Patients and volunteers receiving single oral doses of 100 to 150 mg of AXERT did not experience significant adverse events. During the clinical trials, one patient ingested 62.5 mg in a five-hour period, and another patient ingested 100 mg in a 38-hour period. Neither patients experienced adverse reactions.

Based on the pharmacology of 5-HT₁ agonists, hypertension or other more serious cardiovascular symptoms could occur after overdosage.
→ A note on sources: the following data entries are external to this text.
PR #102, opened 2017-01-21
Debugging messages to debug release

owlishDeveloper:
Trying to find the reason for intermittent failures of release event handling.

Handlers seem to be nicely equipped with debugging messages, so I focused on server side:

intree.js - check to see if YML is being parsed as expected; catch the taskGroupID for releases.
api.js - check to see if release webhooks arrive and being recognized as such.
exchanges.js - check to see if webhook payload is being parsed.

Also added a bit of clarity so that we instantly could see where the message comes from.


src/api.js
```diff
@@ -171,13 +171,15 @@ api.declare({
     } else if (eventType == 'ping') {
       return resolve(res, 200, 'Received ping event!');
     } else if (eventType == 'release') {
+      debug('Received release event webhook payload. Processing...');
```
imbstack: Maybe add a `// TODO: remove this` here so that we know it's temporary?

src/intree.js
```diff
@@ -114,6 +123,11 @@ module.exports.setup = function(cfg) {
     if (config.tasks.length > 0) {
       let taskGroupId = config.tasks[0].taskId;
       config.tasks = config.tasks.map((task) => {
+        // Temporary for debugging purposes
+        if (task.task.extra.github.events.some(event => event == 'release')) {
```
imbstack: The depth of the dot-access here worries me. Are we sure we won't have an issue with one of these fields not existing or something?

src/intree.js
```diff
@@ -92,6 +92,15 @@ module.exports.setup = function(cfg) {
       'taskcluster.docker.workerType': cfg.intree.workerType,
     }));
 
+    // Temporary loop for debugging purposes
+    config.tasks.forEach(task => {
+      if (task.extra.github.events.some(event => event == 'release')) {
```
imbstack, line 99: Same as below.

imbstack (changes requested):
Looks pretty good! Just some minor nits.

src/intree.js
owlishDeveloper: Well, it comes from [here](https://github.com/taskcluster/taskcluster-github/blob/master/src/intree.js#L101-L104 ) ... I think it should be correct.

owlishDeveloper: A second thought, I can wrap [this whole thing](https://github.com/taskcluster/taskcluster-github/blob/master/src/intree.js#L100-L125) in try-catch block

owlishDeveloper:
Added `// TO DO` comments

src/intree.js
djmitche: It's usually better to be safe than sorry with temporary debugging stuff, so I like the try/catch block.

djmitche (approved):
I'm happy with this once the comments are addressed -- go ahead and push, then we can promote to production.

src/intree.js
djmitche: don't forget this one ^^

owlishDeveloper:
Oh dear... That's messy even by my standards! I'm closing this for now; besides, I think I noticed an error in my code there

src/intree.js
owlishDeveloper: You mean add it to try-catch? I didn't :) However, before messing up commits again, I deployed the thing, and it appears there may be something wrong with parsing YML. I'll look more closely later.

djmitche:
Yeah, it looks like you merged pete's changes, too?

owlishDeveloper:
Yep 😜. It's all because on my local repo, I didn't make a separate branch for this, and I also don't keep my master up-to-date :( What will happen when this PR will get merged - this mess will remain, won't it? Is there a way of repairing this?

djmitche:
A rebase onto an updated master should be able to fix it.  However, if you've already merged things to master, then it may be too late :(

djmitche:
*dustin actually looks at master*

OK, nothing got merged so that's not an issue .
```
git fetch upstream
git rebase -i upstream/master
```
should do the trick -- just drop any commits that aren't about adding debug info (and maybe squash those which are),

owlishDeveloper:
Yeah, I meant my local master (the poor thing just doesn't seem to be able to get a nice quiet life on my computer).

Ok, I'll try that rebase, thank you!

owlishDeveloper:
Yay! It worked, thank you Dustin!!

PR #104, opened 2017-01-22
Debugging messages to debug release

owlishDeveloper:
A.S.:  All the review comments from the previous PR are included here.

> Trying to find the reason for intermittent failures of release event handling.
> 
> Handlers seem to be nicely equipped with debugging messages, so I focused on server side:
> 
> intree.js - check to see if YML is being parsed as expected; catch the taskGroupID for releases.
> api.js - check to see if release webhooks arrive and being recognized as such.
> exchanges.js - check to see if webhook payload is being parsed.
> 
> Also added a bit of clarity so that we instantly could see where the message comes from.

### DIFF
--- a/src/api.js
+++ b/src/api.js
@@ -1,4 +1,4 @@
-let debug = require('debug')('taskcluster-github');
+let debug = require('debug')('taskcluster-github:api');
 let crypto = require('crypto');
 let API = require('taskcluster-lib-api');
 let _ = require('lodash');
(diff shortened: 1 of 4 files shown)


djmitche (approved):
This looks great -- let's sanity-check on staging and then push to production!

djmitche:
Should we get this landed?

owlishDeveloper:
Let me check in staging one more time

owlishDeveloper:
@djmitche Yeah, we can now have this landed, ty!

PR #115, opened 2017-02-06
Make different builds for different events.

imbstack:
This should fix the race conditions we see.

### DIFF
--- a/src/data.js
+++ b/src/data.js
@@ -32,10 +32,27 @@ module.exports.Build = Entity.configure({
     updated: Entity.types.Date,
     // GitHub installation ID that comes from the webhook
     // Needed for authentication in statusHandler
-    installationId: Entity.types.Number, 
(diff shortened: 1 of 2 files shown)


src/data.js
```diff
@@ -32,10 +32,29 @@ module.exports.Build = Entity.configure({
...
+  properties: {
+    organization: Entity.types.String,
+    repository: Entity.types.String,
+    sha: Entity.types.String,
+    taskGroupId: Entity.types.String,
+    state: Entity.types.String,
+    created: Entity.types.Date,
+    updated: Entity.types.Date,
+    // GitHub installation ID that comes from the webhook
+    // Needed for authentication in statusHandler
```
djmitche: can drop these comments in version 3 since they are in version 2

djmitche (approved):

PR #120, opened 2017-02-06
Fix tests

djmitche:
Well, ok, mostly skipping them..


imbstack:
This seems to be consistently failing on travis, but otherwise looks good.

PR #138, opened 2017-02-09
Bug 1257540: allow customized pull requests policy

djmitche:


owlishDeveloper (approved):

src/pr-allowed.js
```diff
@@ -0,0 +1,109 @@
...
+    // No error, the user is a collaborator
+    debug(`Checking collaborator: ${login} is a collaborator on ${organization}/${repository}: True!`);
+    return true;
+  } catch (e) {
+    if (e.code == 404) {
+      // Only a 404 error means the user isn't a collaborator
+      // anything else should just throw like normal
+    } else if (e.code == 403) {
+      let msg = `Taskcluster does not have permission to check for repository collaborators.
+        Ensure that it is a member of a team with __write__ access to this repository!`;
```
imbstack: I guess this line isn't strictly true anymore.

imbstack: Really, I think this whole `else if` doesn't really make sense anymore in a post-taskclusterrobot world. We can probably get rid of it.

imbstack (approved):
Just a little nit and then 🚢

src/pr-allowed.js
```diff
@@ -0,0 +1,78 @@
...
+    }
+    throw e;
+  }
+
+  // consult its `allowPullRequests` field
+  return taskclusterYml['allowPullRequests'] || DEFAULT_POLICY;
+}
+
+async function isCollaborator({login, organization, repository, sha, instGithub, debug}) {
+  if (login === organization) {
```
imbstack: I don't think this is necessary anymore. The owner should be a collaborator according to their docs. (and also now according to me trying it locally)

imbstack (approved):
Aha! r+ after nit again!

PR #144, opened 2017-02-14
New API endpoint to find out if the integration is set for the given repo

owlishDeveloper:
NEW DESCRIPTION:
1. Added another Azure table for storing integration owners and installation IDs, so we could look up an ID for a given owner.
2. Added integration_installation event handler to populate the above table.
3. Added the API endpoint which gets owner name and repo name, looks up installation ID in the above table, and uses it to check if the integration was installed for the given repo (using github API). 
4. Added output schema for the API
5. Added three tests for the thing.

### DIFF
--- a/src/api.js
+++ b/src/api.js
@@ -198,6 +198,12 @@ api.declare({
       msg.details = getReleaseDetails(body);
       msg.installationId = body.installation.id;
       publisherKey = 'release';
+    } else if (eventType == 'integration_installation') {
+      await this.context.OwnersDirectory.create({
+        installationId: body.installation.id,
+        owner: body.installation.account.login,
+      });
+      return resolve(res, 200, 'Created table row!');
     } else {
       return resolve(res, 400, 'No publisher available for X-GitHub-Event: ' + eventType);
     }
@@ -271,4 +277,37 @@ api.declare({
       };
     }),
   });
+});
+
+api.declare({
+  name: 'isInstalledFor',
+  title: 'Check if Repository has Integration',
+  description: [
+    'Checks if the integration has been installed for',
+    'a given repository of a given organization or user.',
+  ].join('\n'),
+  stability: 'experimental',
+  method: 'get',
+  route: '/repository/:owner/:repo',
+  output: 'is-installed-for.json',
+}, async function(req, res) {
+  // Extract owner and repo from request into variables
+  let {owner, repo} = req.params;
+
+  // Look up the installation ID in Azure. If no such owner in the table, no error thrown
+  let ownerInfo = await this.OwnersDirectory.load({owner}, true);
+
+  if (ownerInfo) {
+    let instGithub = await this.github.getInstallationGithub(ownerInfo.installationId);
+    let reposList = await instGithub.integrations.getInstallationRepositories();
+
+    // GitHub API returns an array of objects, each of wich has an array of repos
+    let installed = reposList.reduce((a, b) => a.repositories.concat(b.repositories), {repositories: []})
+      .map(repo => repo.name)
+      .indexOf(repo);
+
+    res.reply({installed: installed != -1});
+  }
+    
+  res.reply({installed: false});
 });
--- a/src/data.js
+++ b/src/data.js
@@ -74,3 +74,13 @@ module.exports.Build = Entity.configure({
     return item;
   },
 });
+
+module.exports.OwnersDirectory = Entity.configure({
+  version: 1,
+  partitionKey: Entity.keys.StringKey('owner'),
+  rowKey: Entity.keys.ConstantKey('someConstant'),
+  properties: {
+    installationId: Entity.types.Number,
+    owner: Entity.types.String,
+  },
+});
--- a/test/api_test.js
+++ b/test/api_test.js
@@ -8,9 +8,15 @@ suite('api', () => {
   let assert = require('assert');
   let _ = require('lodash');
 
+  let github = Object.create(null);
+
   suiteSetup(async () => {
     await helper.Builds.scan({}, {
       handler: build => build.remove(),
+    });
+
+    await helper.OwnersDirectory.scan({}, {
+      handler: owner => owner.remove(),
     });
 
     await helper.Builds.create({
@@ -61,6 +67,21 @@ suite('api', () => {
       eventType: 'push',
       eventId: '26370a80-ed65-11e6-8f4c-80082678482d',
     });
+
+    await helper.OwnersDirectory.create({
+      installationId: 9090,
+      owner: 'abc123',
+    });
+
+    await helper.OwnersDirectory.create({
+      installationId: 9091,
+      owner: 'qwerty',
+    });
+  });
+
+  setup(async () => {
+    github = await helper.load('github');
+    github.inst(9090).setRepositories('coolRepo', 'anotherCoolRepo', 'awesomeRepo');
   });
 
   test('all builds', async function() {
@@ -99,5 +120,14 @@ suite('api', () => {
     assert.equal(builds.builds[0].organization, 'abc123');
     assert.equal(builds.builds[0].repository, 'xyz');
     assert.equal(builds.builds[0].sha, 'y650871208002a13ba35cf232c0e30d2c3d64783');
+  });
+
+  test('integration installation', async function() {
+    let result = await helper.github.isInstalledFor('abc123', 'coolRepo');
+    assert.deepEqual(result, {installed: true});
+    result = await helper.github.isInstalledFor('abc123', 'unknownRepo');
+    assert.deepEqual(result, {installed: false});
+    result = await helper.github.isInstalledFor('unknownOwner', 'unknownRepo');
+    assert.deepEqual(result, {installed: false});
   });
 });
--- a/test/github-auth.js
+++ b/test/github-auth.js
@@ -10,6 +10,7 @@ class FakeGithub {
     this.repo_collaborators = {};
     this.github_users = [];
     this.repo_info = {};
+    this.repositories = [];
 
     const throwError = code => {
       let err = new Error();
@@ -64,6 +65,9 @@ class FakeGithub {
           throwError(404);
         }
       },
+      'integrations.getInstallationRepositories': async() => {
+        return this.repositories;
+      },
     };
 
     const debug = Debug('FakeGithub');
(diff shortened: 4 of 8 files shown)


src/data.js
```diff
@@ -74,3 +74,13 @@ module.exports.Build = Entity.configure({
     return item;
   },
 });
+
+module.exports.OwnersDirectory = Entity.configure({
+  version: 1,
+  partitionKey: Entity.keys.StringKey('owner'),
+  rowKey: Entity.keys.ConstantKey('someConstant'),
+  properties: {
+    installationID: Entity.types.Number,
```
djmitche: Typically we would spell this `installationId` (I know, really minor detail...)

If this is easy to change now, let's fix it.  If it reqiures a new `.configure({version: 2, ..})` then it's not worth ith.

test/api_test.js
```diff
@@ -9,10 +9,16 @@ suite('api', () => {
   let _ = require('lodash');
 
   suiteSetup(async () => {
+    helper.github.inst(9091).setRepositories('coolRepo', 'anotherCoolRepo', 'awesomeRepo');
```
djmitche: awesomeRepo is my favorite, the code in it is totally sweet

test/api_test.js
```diff
@@ -100,4 +116,9 @@ suite('api', () => {
     assert.equal(builds.builds[0].repository, 'xyz');
     assert.equal(builds.builds[0].sha, 'y650871208002a13ba35cf232c0e30d2c3d64783');
   });
+
+  test('integration installation', async function() {
+    let result = await helper.github.isRepoSet('qwerty', 'coolRepo');
+    assert.deepEqual(result, {installed: true});
+  });
```
djmitche: This suite should probably test the other two cases, too:
 * no such org known
 * org is known but the repo is not installed

test/github-auth.js
```diff
@@ -100,6 +105,11 @@ class FakeGithub {
   setUser({id, email}) {
     this.github_users.push({id: id.toString(), email});
   }
+
+  setRepositories(repoName) {
+    let repos = [...repoName].map(repo => {name: repo});
```
djmitche: I think `repoName` is actually an array of names, right?
```
> repoName = "awesomeRepo";
'awesomeRepo'
> [...repoName]
[ 'a', 'w', 'e', 's', 'o', 'm', 'e', 'R', 'e', 'p', 'o' ]
```
maybe just change the name of the variable so the reader doesn't get confused?

test/github-auth.js
```diff
@@ -55,6 +57,9 @@ class FakeGithub {
           throwError(404);
         }
       },
+      'integrations.getInstallationRepositories': async() => {
+        return this.repositories[installation_id];
+      },
```
djmitche: I saw your ping about this last night, but it looks like you figured it out.  This works great.

Two minor cleanups though:
 * `this.installation_id` is never used (instead, you use `installation_id` directly here, which is fine)
 * We make a new `FakeGithub` instance for each installation, so `this.repositories` will only ever have one property, the installation ID.  So you could simplify it a little by not indexing it with the installation ID:
```
      'integrations.getInstallationRepositories': async() => {
        return this.repositories;
      },
```
and
```

  setRepositories(repoName) {
    this.repositories = {repositories: [...repoName].map(repo => {name: repo})}; 
  }
```

src/api.js
```diff
@@ -272,3 +278,36 @@ api.declare({
     }),
   });
 });
+
+api.declare({
+  name: 'isRepoSet',
```
djmitche: Would `isInstalledFor` be a better name?

djmitche (approved):
This looks great, reads clearly, has good tests, and from everything I can see works perfectly.  I've made a few comments for minor improvements that I'd like to see addressed, but marked it as "approved" all the same since I'd also be fine with this landing without any further changes.

src/data.js
owlishDeveloper: Oi wei 😱 You've already told me about that id spelling, and I forgot, it's not good.
(Does it really work perfectly for you though? I rebased the branch, but still getting errors...)

test/api_test.js
owlishDeveloper: Yeah, I planned those... I have these test cases: "Creating an entity correctly", "Returning true for existing repo", "Returning false for absent repo", "Returning false for absent owner", "Notifying user about invalid input". Are those good? Anything else to add?

test/github-auth.js
owlishDeveloper: Cool! Thanks!

test/github-auth.js
owlishDeveloper: oi wei 😱 I forgot another spread!

test/github-auth.js
```diff
@@ -114,6 +118,13 @@ class FakeGithub {
   setUser({id, email}) {
     this.github_users.push({id: id.toString(), email});
   }
+
+  setRepositories(...repoName) {
+    this.repositories.push({
+      repositories: [...repoName].map(repo => {return {name: repo};}),
+    });
+    console.log('REPOS:', this.repositories, this.repositories[0].repositories[0].name);
```
djmitche: If you use `console.log(JSON.stringify(this.repositories))` you can see the whole data structure -- `console.log` gives up after a while and just prints `[Object]`.  Here, I get
```
REPOS: [{"repositories":[{"name":"coolRepo"},{"name":"anotherCoolRepo"},{"name":"awesomeRepo"}]}]
```
which looks right to me.

src/api.js
```diff
@@ -272,3 +278,44 @@ api.declare({
...
+  // Look up the installation ID in Azure. If no such owner in the table, no error thrown
+  let ownerInfo = await this.OwnersDirectory.load({owner}, true);
+
+  if (ownerInfo) {
+    let instGithub = await this.github.getInstallationGithub(ownerInfo.installationId);
+    let reposList = await instGithub.integrations.getInstallationRepositories();
+
+    // GitHub API returns an array of objects, each of wich has an array of repos
+    // [ { repositories: [ [Object], [Object], [Object] ] } ]
+    console.log('reposList', reposList);
```
djmitche: So the question is, why is this printing `[]`?

Ah, this one took me a bit!  The problem is that you're calling `github.inst(9090).setRepositories('coolRepo', 'anotherCoolRepo', 'awesomeRepo');` in `suiteSetup`, which only runs once before any of the tests in that suite.  But the helper resets the stubs (deleting this nice setup data) before every test:

```js
mocha.beforeEach(async () => {
  let github = await helper.load('github');
  github.resetStubs();
```

if you move the `setRepositories` call to a setup method in api_test.js:

```js
setup(async () => {
  github = await helper.load('github');
  github.inst(9090).setRepositories('coolRepo', 'anotherCoolRepo', 'awesomeRepo');
});
```

it should get the right value.

src/api.js
```diff
@@ -272,3 +278,44 @@ api.declare({
...
+    try {
+      let installed = reposList.reduce((a, b) => a.repositories.concat(b.repositories), {repositories: []})
```
djmitche: When `reposList` is `[]`, this does something different than when it's actually a list of repositories.  That worries me, even though it's unlikely to happen in real life.  That's why you're getting "reposList.reduce(...).map is not a function", I think.

What about this:

```js
reposList.reduce((a, b) => ({repositories: a.repositories.concat(b.repositories)}), {repositories: []})
  .repositories
  .map(repo => repo.name)
  .includes(repo);
```

This just makes the reducer function return `{repositories: [..]}` instead of returning `[..]` directly.  Done this way, its inputs and output all have the same shape (`{repositories: [..]}`), so whether we have an empty `reposList`, and thus return the initial value, or do a bunch of reductions, the shape always stays the same.  In general, this is a good principle when using reduce.

src/api.js
```diff
@@ -272,3 +278,44 @@ api.declare({
...
+      .map(repo => repo.name)
+      .includes(repo);
```
djmitche: And the last bit I had trouble with.. I boiled this down to

```js
assert(['a', 'b'].includes('a'));
```

which fails:
```
TypeError: ["a","b"].includes is not a function
```

John once told me something I didn't totally understand about babel-compile not supporting `.includes` on arrays, so I think that's what's going on here.  Is there another approach you could take to this test?

test/github-auth.js
owlishDeveloper: Ah, yes, of course! Thanks!

src/api.js
owlishDeveloper: I did `console.log(['a', 'b'].includes('a'));` in api.js, and it printed out true. So, it seems like Babel supports `includes`. However, in ye olde ES5 this problem, I think, would typically be solved with Array.prototype.indexOf(), which returns -1 if the element is absent. So, it can be:

```
let installed = reposList
  .reduce((a, b) => a.repositories.concat(b.repositories), {repositories: []})
  .map(repo => repo.name)
  .indexOf(repo)
res.reply({installed: installed != -1})
```
for example

src/api.js
owlishDeveloper: Hmm. That's what I started my morning with, I ran in Node:
```
let d = []
d.reduce((a, b) => a.repositories.concat(b.repositories), {repositories: []})
```
It produced `{ repositories: [] }`

However, if the structure of the incoming array is different (like, [1, 2] instead of [{repositories: []}] - then it would produce an array with undefined neatly put inside

I'll think about this, though! It's interesting, thank you!

owlishDeveloper:
This can be now merged, I think. @djmitche and @imbstack - can you please take a final look?

src/api.js
```diff
@@ -198,6 +198,12 @@ api.declare({
       msg.details = getReleaseDetails(body);
       msg.installationId = body.installation.id;
       publisherKey = 'release';
+    } else if (eventType == 'integration_installation') {
+      await this.context.OwnersDirectory.create({
+        installationId: body.installation.id,
+        owner: body.instalation.account.login,
```
djmitche: I just spotted this -- spelling error in "installation"

djmitche (approved):
Looks good with that one spelling fix.

We had talked earlier about filling this table for existing integrations by populating it on other requests, too.  Maybe that can be a follow-up PR?

One more thing: what happens if we get two installation calls for the same owner?  We could address that in a followup too..

src/api.js
owlishDeveloper: 😱

owlishDeveloper:
Travis is getting really weird here

djmitche:
Let me know when you're around Monday, and we can test this in staging.

owlishDeveloper:
Ok!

Gastrointestinal decontamination (i.e. gastric lavage followed by activated charcoal) should be considered in patients suspected of an overdose with AXERT. Clinical and electrocardiographic monitoring should be continued for at least 20 hours, even if clinical symptoms are not observed.

The effects of hemodialysis or peritoneal dialysis on plasma concentrations of almotriptan are unknown.

The pharmacokinetics of almotriptan have not been assessed in this population. The maximum decrease expected in the clearance of almotriptan due to hepatic impairment is 60%. Therefore, the maximum daily dose should not exceed 12.5 mg over a 24-hour period, and a starting dose of 6.25 mg should be used (see Pharmacology, Special Populations and Precautions).

In patients with severe renal impairment, the clearance of almotriptan was decreased. Therefore, the maximum daily dose should not exceed 12.5 mg over a 24-hour period, and a starting dose of 6.25 mg should be used (see Pharmacology, Special Populations and Precautions).